» **DATA SUPPLIED**
PR #809, opened 2019-02-12
infra: keeping system and IDE files in the global gitignore.

### LINKED ISSUE #800: General: Remove IDE specific gitignore
It is the best practice to not include IDE specific directories into the .gitignore file of the repository. 
The gitignore should be independent in any way. Therefore, it should not include any information about the operation system or IDE.
Better: Use a local global .gitignore. Github has also an [article](https://help.github.com/articles/ignoring-files/) about this. 

What do you think about removing everything which is not necessary for the repository?

oopsmonk:
This PR fixed #800 

# Test Plan:
No need.

### DIFF
--- a/.gitignore
+++ b/.gitignore
@@ -1,42 +1,9 @@
-*.class
 .#*
-
-# Mobile Tools for Java (J2ME)
-.mtj.tmp/
 
 # Package Files #
 *.jar
 *.war
 *.ear
-
-# virtual machine crash logs, see http://www.java.com/en/download/help/error_hotspot.xml
-hs_err_pid*
-
-# Covers JetBrains IDEs: IntelliJ, RubyMine, PhpStorm, AppCode, PyCharm, CLion, Android Studio and Webstorm
-# Reference: https://intellij-support.jetbrains.com/hc/en-us/articles/206544839
-
-# User-specific stuff:
-.idea/**/workspace.xml
-.idea/**/tasks.xml
-
-# Sensitive or high-churn files:
-.idea/**/dataSources/
-.idea/**/dataSources.ids
-.idea/**/dataSources.xml
-.idea/**/dataSources.local.xml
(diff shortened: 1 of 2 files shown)


.gitignore
```diff
@@ -1,43 +1,10 @@
-*.class
 .#*
 
-# Mobile Tools for Java (J2ME)
-.mtj.tmp/
-
 # Package Files #
 *.jar
```
oopsmonk: needed?

.gitignore
```diff
@@ -46,21 +13,6 @@ hs_err_pid*
...
-# JIRA plugin
-atlassian-ide-plugin.xml
-
-# Crashlytics plugin (for Android Studio and IntelliJ)
-com_crashlytics_export_strings.xml
-crashlytics.properties
-crashlytics-build.properties
-fabric.properties
-
 buck-out/
```
oopsmonk: what are those?

th0br0: from pre-bazel, can be removed.

.gitignore
```diff
@@ -76,11 +24,8 @@ pom.xml
...
 
-# Atom conf
-.clang_complete
-
 # Database
 ciri/ciri.db*
 
-# Visual Studio Code conf
+# ignore all VisualStudioCode user settings
 .vscode/
```
thibault-martinez, line 8: What is the reason some are removed and some aren't ?

oopsmonk: The global .gitignore genarated from `www.gitignore.io` will commit user settings, but I don't think we should keep user those settings. 

```
### VisualStudioCode ###
.vscode/*
!.vscode/settings.json
!.vscode/tasks.json
!.vscode/launch.json
!.vscode/extensions.json
```

thibault-martinez (dismissed):

thibault-martinez (approved):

» **YOUR OBJECTIVE**
Of the entries above, repeat exactly the lines from the line with "-# Sensitive or" through the line with "thibault-martinez, line 8: What", both of them included.

» **EXERCISE RESULT**
-# Sensitive or high-churn files:
-.idea/**/dataSources/
-.idea/**/dataSources.ids
-.idea/**/dataSources.xml
-.idea/**/dataSources.local.xml
(diff shortened: 1 of 2 files shown)


.gitignore
```diff
@@ -1,43 +1,10 @@
-*.class
 .#*
 
-# Mobile Tools for Java (J2ME)
-.mtj.tmp/
-
 # Package Files #
 *.jar
```
oopsmonk: needed?

.gitignore
```diff
@@ -46,21 +13,6 @@ hs_err_pid*
...
-# JIRA plugin
-atlassian-ide-plugin.xml
-
-# Crashlytics plugin (for Android Studio and IntelliJ)
-com_crashlytics_export_strings.xml
-crashlytics.properties
-crashlytics-build.properties
-fabric.properties
-
 buck-out/
```
oopsmonk: what are those?

th0br0: from pre-bazel, can be removed.

.gitignore
```diff
@@ -76,11 +24,8 @@ pom.xml
...
 
-# Atom conf
-.clang_complete
-
 # Database
 ciri/ciri.db*
 
-# Visual Studio Code conf
+# ignore all VisualStudioCode user settings
 .vscode/
```
thibault-martinez, line 8: What is the reason some are removed and some aren't ?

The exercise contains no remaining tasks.